Alternatively, where information from recording rain gauges is available, rainfall intensity can be plotted against duration, and intensity-duration frequency curves can be constructed for different return periods.

Figure 10. The world's highest recorded rainfall and other remarkable falls.

2.8 Occult precipitation

On inselbergs and mountain masses within the tropics, the summits are frequently covered in cloud in locations where the orographic uplift of moist air is sufficient to cause condensation. If the upper slopes are covered in forest, the surfaces of the leaves and branches of trees act as collectors for condensed water vapour. This phenomenon is referred to as occult precipitation, because it does not relate to any rain-making process in the cloud itself and rain gauges placed outside the forest area will not record any rainfall.

In southern and southwest Africa, Marloth (1904) and Nagel (1962) have shown that mist condensation or occult precipitation may contribute between 40 and 94% of the total precipitation on high ground. More recently, Edwards et al (1979) made some preliminary measurements on Mt. Kulal in northern Kenya and concluded that occult precipitation could be a significant addition to the groundwater store.

This mechanism may be important as a contribution to groundwater recharge and as a means of sustaining perennial basal springs on mountains in semi-arid areas.
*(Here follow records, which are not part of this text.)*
PR #3157, opened 2016-05-11
Job variables to table

TeoTwawki:
because having to type JOB_WAR instead of just war for the GM commands is just dumb.

Todo: TABLE ALL OF THE THINGS AND STUFFS (o_O)?

May possibly contain the odd regex find+replace mistake, but I tried to make sure I got them all.

The scripts work as I have them here. `JOBS.WAR` instead of `JOB_WAR` the GM commands look different from that because input strings require extra handling and I made case not matter: war and WAR are the same in the GM commands now.


TeoTwawki:
amended to include some requires the scripts should have already had, and a package nil I had in for testing reasons

PR #3158, opened 2016-05-11
SQL: item_basic adjust ah values

Ninjistix:
adjusted ah values of normal and rare weapons based on https://www.bg-wiki.com/bg/Category:Weapon


Ninjistix:
added updates from may 2016 update -- https://github.com/Windower/Resources/blob/master/xml/items.xml?raw=true

Issue #2311, opened 2015-10-23
BLM category 1 merits: unable to fetch


nesstea:
After doing some tests on damage calculations, I discovered that the BLM cat 1 merits aren't functioning with the player:getMerit() command. 

With an @test command, I found that this is returning 0.
```
player:PrintToPlayer("BLM Merit - THU potency:   " .. player:getMerit(MERIT_LIGHTNING_MAGIC_POTENCY));
```
I verified that the status.lua and the merits.h are correctly named the same. They are in the database correctly as well. magic.lua is defining the merits in the beginning by the array blmMerit and is attempting to add the merit rank or MAB to the formula.
```
        local mab = caster:getMod(MOD_MATT) + bonusmab;
        if (spell:getElement() > 0 and spell:getElement() <= 6) then
            mab = mab + caster:getMerit(blmMerit[spell:getElement()]);
        end
```

Hozu:
That... explains everything. I can verify this as well.

Hozu:
Well this is strange, while the value can't be fetched on the server I play on, it works on my test server. Unlikely to be custom code causing the problem if another server is having the same issue...

nesstea:
I just rebuilt.

Hozu:
Rebuilt the server you play on? Yeah, same thing with the one I play on, still doesn't work.

m241dan:
Any movement on this?

rettahs:
Tested these merits today, do not function still.

Darkstorm87:
I'm like 99% confident that this is an issue with the following code

```
int32 CMeritPoints::GetMeritValue(MERIT_TYPE merit, CCharEntity* PChar)
{
    Merit_t* PMerit = GetMeritPointer(merit);
	uint8 meritValue = 0;

    if (PMerit)
    {
        if (PMerit->catid < 5 || (PMerit->jobs & (1 << (PChar->GetMJob() - 1)) && PChar->GetMLevel() >= 75))
            meritValue = dsp_min(PMerit->count, cap[PChar->GetMLevel()]);

        if (PMerit->catid == 8 && PChar->GetMLevel() < 96)
            meritValue = 0;

        meritValue *= PMerit->value;
    }

	return meritValue;
}
```

Specifically this if Check

```
if (PMerit->catid == 8 && PChar->GetMLevel() < 96)
            meritValue = 0;
```

[...]

PR #3165, opened 2016-05-12
Core: Fix BLM T1 merit fetching

Hozu:
The check to disable merit WS merits below level 96 was using the wrong category ID. Fixes https://github.com/DarkstarProject/darkstar/issues/2311


Hozu:
And the test: http://i.imgur.com/AaZk6RE.png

On the other hand, high rates of evaporation of intercepted water, and the deeper rooting zone of trees compared to shorter vegetation, may mean that any additional infiltrated water from occult precipitation will be rapidly used up by the trees.

Persistent and subjective reports of springs drying up following deforestation, and flowing again following reafforestation, point to the value of investigating the detailed water balance of mountains in semi-arid areas. Unfortunately, the water balances are likely to be complex, with both infiltration capacities and rates of input of precipitation varying between forested and non-forested areas. Evaporation and transpiration rates are also likely to differ significantly and, because these components would need to be measured directly, projects aiming to achieve detailed water balances would require careful instrumentation.

Figure 11. Return periods for maximum daily rainfalls in Tanzania.

In many areas, however, summit forests are threatened by fire and by encroachment of grazing lands. If occult precipitation is a significant additional input to the water balance, it becomes increasingly important to conserve these forests. Further research into the survival of basal springs is of major importance in pastoral areas.